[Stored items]
========================================

PR #6791, opened 2023-01-21
BUG: Fix reading of vector fields from NIFTI files

lassoan:
When ITK reads a vector field from NIFTI image, it changes the index to physical to IJKToLPS, but it does not reorient the vectors from RAS to LPS. This commit handles the special case when reading a vector field from NIFTI format.

Future ITK versions might reorient the vectors - in that case this special case handling should be removed from here.

This will allow reading displacement fields in NIFTI file format, for example, created by VoxelMorph. Currently, VoxelMorph writes an invalid NIFTI file, but it should be fixed soon (see https://github.com/voxelmorph/voxelmorph/issues/438).

### DIFF
--- a/Libs/MRML/Core/vtkITKTransformConverter.h
+++ b/Libs/MRML/Core/vtkITKTransformConverter.h
@@ -69,46 +69,66 @@ public:
   /// Create an ITK transform from a VTK transform.
   /// secondaryTransformItk: Only for backward compatibility. For BSpline transforms that have an additive bulk component, the bulk component is saved
   ///   in the secondary transform.
-  /// preferITKv3CompatibleTransforms: If true then BSpline transform will created as BSplineDeformableTransform and additive bulk transform component is always written
-  ///   in the secondary transform. If false then BSpline transform will be written as BSplineTransform (multiplicative bulk component is saved in a composite transform).
+  /// preferITKv3CompatibleTransforms: If true then BSpline transform will created as BSplineDeformableTransform and additive bulk transform component
+  //    is always written in the secondary transform. If false then BSpline transform will be written as BSplineTransform (multiplicative bulk component
+  //    is saved in a composite transform).
   /// If initialize is set to true then the transform is initialized to be readily usable.
   /// Initialization takes a long time for kernel transforms with many points,
   /// If a transform is created only to write it to file, initialization can be turned off to improve performance.
   static itk::Object::Pointer CreateITKTransformFromVTK(vtkObject* loggerObject, vtkAbstractTransform* transformVtk,
     itk::Object::Pointer& secondaryTransformItk, int preferITKv3CompatibleTransforms, bool initialize = true);
 
-  template <typename T> static bool SetVTKBSplineFromITKv3Generic(vtkObject* loggerObject, vtkOrientedBSplineTransform* bsplineVtk, typename itk::TransformBaseTemplate<T>::Pointer warpTransformItk, typename itk::TransformBaseTemplate<T>::Pointer bulkTransformItk);
+  template <typename T> static bool SetVTKBSplineFromITKv3Generic(vtkObject* loggerObject, vtkOrientedBSplineTransform* bsplineVtk,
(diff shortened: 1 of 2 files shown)


lassoan:
Submitted a related pull request to ITK that allows reading NIFTI files that use "displacement vector" intent, which would further improve compatibility - see https://github.com/InsightSoftwareConsortium/ITK/pull/3884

========================================

# [Problem]
Up to and including the line with "When ITK reads", repeat the entries exactly, beginning at their first line.

# [Output for this exercise]
PR #6791, opened 2023-01-21
BUG: Fix reading of vector fields from NIFTI files

lassoan:
When ITK reads a vector field from NIFTI image, it changes the index to physical to IJKToLPS, but it does not reorient the vectors from RAS to LPS. This commit handles the special case when reading a vector field from NIFTI format.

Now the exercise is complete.